Toutes ces fortes qualités d'un talent en pleine maturité se retrouvent dans le nouveau volume, Papiers brûlés, dont vient de s'augmenter l'oeuvre déjà considérable de M. Maurice Montégut. Rien de plus attachant, de plus poignant, de plus douloureusement humain que l'histoire de Prosper Thibault, ce pauvre petit employé de ministère qui, par un méchant caprice du hasard, détenteur ignoré d'un trésor auquel la probité élémentaire lui interdit de toucher, lutte pendant des années contre les tentations où l'induisent non la cupidité, mais des sentiments honnêtes en soi et des circonstances vraiment atténuantes. Autour du héros, caractère faible, volonté indécise, physionomie plutôt sympathique, évoluent, non moins bien observées et dessinées, chacune à son plan, diverses figures typiques nécessaires à l'action. En somme, c'est, sous la forme attrayante du roman, l'étude très serrée d'un cas de conscience singulièrement émouvant.

Au premier volume de son roman, Jean Christophe: l'aube, M. Romain Rolland vient de donner une suite en deux parties, Jean Christophe: le matin, l'adolescent (Ollendorff, 2 vol., 7 fr.) Au matin, dès les années de l'enfance, l'âme sauvage, isolée et douloureusement fière du petit musicien Jean Christophe s'éveille à l'amitié d'abord (Otto), puis à l'amour (Mina), l'amour vierge que nulle matérialité ne ternit.
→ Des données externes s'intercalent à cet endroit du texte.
PR #630, opened 2023-08-31
rename hugo config to config.yaml

zwpaper:
#### What type of PR is this?
/kind documentation

default config file name is config.yaml before hugo 109.

and the theme we using needs sass extension, so switch the config name back to `config.yaml`

Fixes #

ref: https://github.com/kubernetes/org/issues/4387

I have tested in my netlify, it works without problem.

Ce sont là les premières émotions vives de la vie. Jean Christophe les subit avec une violence, une intensité d'enthousiasme et de souffrance, qui mûrissent son esprit en deux étés. Les crises de l'enfance préparent les crises des années de transition. Adolescent, Jean Christophe raisonne les conceptions toutes faites qui vaguent dans son esprit. Bientôt, il ne croit plus en Dieu. Après une infidélité de sa première maîtresse (Ada), après la félonie d'un frère aimé, l'artiste cesse de croire à l'amour, à l'affection familiale, à l'amitié. Il n'a plus foi en lui-même. Alors, puisque le coeur meurt, puisque les ambitions sont irréalisables, pourquoi vit-on? «Pour vivre», répond un pauvre homme qui passe. Et, de fait, il suffit d'une embellie de soleil après la brume pour rendre à Jean Christophe le courage, le goût, la volupté de vivre.

Le livre de M. Romain Rolland est fortement pensé. Il renferme un monde d'idées qu'exprime, dans d'heureuses pages, un style exact et concis. C'est vraiment une oeuvre de grande allure qui, peut-être, eût encore gagné en puissance à se condenser en un seul volume, mais qui n'en est pas moins harmonieuse, compacte et bien vivante.

Sous ce titre suffisamment suggestif, le Marchepied (Flammarion. 3 fr. 50) M. Daniel Riche nous raconte un de ces mariages d'argent par où l'homme peu fortuné cherche à se faciliter l'ascension vers le but de ses ambitions. Tel est le cas de Georges Frémiet, un clerc d'avoué besogneux, qui, convoitant une étude, épouse, pour la grosse dot, Emmeline Rodrannes, en jouant devant la jeune fille la comédie de la passion désintéressée. Quelques remords--car il n'est point malhonnête au fond--et surtout le chantage d'un financier véreux, doublé d'un agent matrimonial, lequel lui tendit l'appât tentateur, sont d'abord sa punition; même, son bonheur doré est à la veille de s'écrouler, lorsque tout s'arrange, grâce à la puissance irrésistible de l'amour. Cet heureux dénouement n'a, en somme, rien d'invraisemblable, et il n'est pas pour déplaire aux nombreux lecteurs que laissent toujours sous une impression plutôt optimiste les romans de M. Daniel Riche, écrits d'une main preste, bien vivants, fertiles en émotions.